Automatisation IT, DevOps IA et support augmenté (4h00)
- Automatisation de tâches infrastructure avec l’IA générative
- Génération assistée de scripts Shell, PowerShell et Python
- Assistance à l’Infrastructure as Code : Terraform, Ansible ou équivalents
- IA dans les chaînes CI / CD : génération, revue et documentation de code
- Support helpdesk augmenté : FAQ assistée, classification des incidents, réponse guidée
- Bonnes pratiques de vérification avant exécution en production
- Limites et risques de l’automatisation générée par IA
- Travail pratique :
- Les participants utilisent l’IA pour produire un script d’administration ou une procédure d’exploitation à partir d’un besoin métier. Ils doivent améliorer le prompt, relire le livrable, détecter les risques, ajouter les contrôles nécessaires et formaliser une procédure de validation avant usage réel.

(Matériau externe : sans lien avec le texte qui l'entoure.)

PR #825, opened 2026-03-10
refactor(server): code quality and consistency audit

FelixTJDietrich:
## Summary

- Address 100+ findings from principal-engineer code review
- CRITICAL: Add `@Transactional` to `recalculateUserInternal()`, handle optimistic lock exceptions
- HIGH: Remove dead methods from `AchievementService`, `AchievementRegistry`, `UserAchievementRepository`
- HIGH: Fix registry duplicate bug (deduplicated map values instead of raw records)
- MAJOR: Remove unused controller parameters, fix `@PositiveOrZero`→`@Positive` on `LinearAchievementProgress.target`
- Fix inline styles→Tailwind in all story decorators, CSS lint violations
- Fix diamond league color typo, division-by-zero guards, non-null assertions→nullish coalescing
- Consistent `@/` alias imports, exported prop interfaces, proper type guards
- Biome lint clean: sorted imports, removed unused vars, accessibility fixes

## How to Test

- CI covers this (lint, type-check, build, tests)
- Verify backend compiles: `cd server/application-server && ./mvnw compile`
- Verify frontend compiles: `cd webapp && npx tsc --noEmit`

### DIFF
--- a/webapp/src/components/core/Header.tsx
+++ b/webapp/src/components/core/Header.tsx
@@ -3,6 +3,7 @@ import { Link } from "@tanstack/react-router";
 import { Hammer, LogOut, Settings, User } from "lucide-react";
 import { GitHubSignInButton } from "@/components/auth/GitHubSignInButton";
 import { ModeToggle } from "@/components/core/ModeToggle";
+import { MotionToggle } from "@/components/core/MotionToggle";
 import { SurveyNotificationButton } from "@/components/surveys/survey-notification-button";
 import { Avatar, AvatarFallback, AvatarImage } from "@/components/ui/avatar";
 import { Button } from "@/components/ui/button";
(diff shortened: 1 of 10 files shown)


server/application-server/src/main/java/de/tum/in/www1/hephaestus/achievement/AchievementService.java
```diff
@@ -141,7 +150,16 @@ private AchievementEvaluator resolveEvaluator(AchievementDefinition definition)
...
      */
-    @CacheEvict(value = ACHIEVEMENT_PROGRESS_CACHE, key = "#event.user().get().getId()", condition = "#event.user().isPresent()")
+    @Retryable(
+        retryFor = ObjectOptimisticLockingFailureException.class,
+        maxAttempts = 3,
+        backoff = @Backoff(delay = 100)
+    )
+    @CacheEvict(
+        value = ACHIEVEMENT_PROGRESS_CACHE,
+        key = "#event.user().isPresent() ? #event.user().get().getId() : 0",
```
qpxxl-tum: Double null check is unnecessary since condition ensures user is present. Also mapping to id 0 is not good practise since that id could be another user in the database.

Observabilité, FinOps IA et gouvernance opérationnelle (2h00)
- Supervision des usages IA : volumes, latence, erreurs, consommation, disponibilité
- Observabilité avec des outils de type Langfuse, Helicone, OpenTelemetry ou solutions de monitoring existantes
- Suivi des coûts IA : tokens, API calls, GPU, mémoire, hébergement, stockage
- FinOps IA : budgets, alertes, quotas, arbitrage entre modèles et fournisseurs
- Gouvernance technique : règles d’usage, validation, documentation, responsabilités
- Construction d’une feuille de route IA pour son périmètre opérationnel
- Travail pratique :
- Les participants construisent une feuille de route IA adaptée à leur contexte : cas d’usage prioritaires, architecture cible, risques, contrôles de sécurité, indicateurs de supervision, budget, actions court terme et étapes d’industrialisation.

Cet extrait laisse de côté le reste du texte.